[Stored data]
+--

PR #3909, opened 2022-09-01
Don't error out when deleting branches

alexr00:
when the branch doesn't exist

### DIFF
--- a/src/github/folderRepositoryManager.ts
+++ b/src/github/folderRepositoryManager.ts
@@ -1672,9 +1672,17 @@ export class FolderRepositoryManager implements vscode.Disposable {
 						try {
 							await Promise.all(
 								picks.map(async pick => {
-									await this.repository.deleteBranch(pick.label, true);
-								}),
-							);
+									try {
+										await this.repository.deleteBranch(pick.label, true);
+									} catch (e) {
+										if ((typeof e.stderr === 'string') && (e.stderr as string).includes('not found')) {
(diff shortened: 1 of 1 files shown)


roblourens (approved):

src/github/folderRepositoryManager.ts
```diff
@@ -1672,9 +1672,17 @@ export class FolderRepositoryManager implements vscode.Disposable {
...
 							await Promise.all(
 								picks.map(async pick => {
-									await this.repository.deleteBranch(pick.label, true);
-								}),
-							);
+									try {
+										await this.repository.deleteBranch(pick.label, true);
+									} catch (e) {
+										if ((typeof e.stderr === 'string') && (e.stderr as string).includes('not found')) {
+											// TODO: The git extension API doesn't support removing configs
```
roblourens, line 1679: I'm curious what "removing configs" means here?

alexr00:
The git config file has entries like this in it:
```
[branch "alexr00/defaultMerge"]
	remote = origin
	merge = refs/heads/alexr00/defaultMerge
	github-pr-owner-number = "microsoft#vscode#149237"
```
That last property, `github-pr-owner-number` is added by GHPRI, and we use it list all the branches that we can offer to delete (among other things). In this catch block, we now know that the branch has been deleted, but for some reason we still have a `branch` entry in the config. I don't know how that can happen, but at the very least we should remove the `github-pr-owner-number` sub-entry at this point.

+--

REQUIRED WORK: Working from the entries above, return all lines that contain "configs".

EXPECTED OUTPUT:
+											// TODO: The git extension API doesn't support removing configs
roblourens, line 1679: I'm curious what "removing configs" means here?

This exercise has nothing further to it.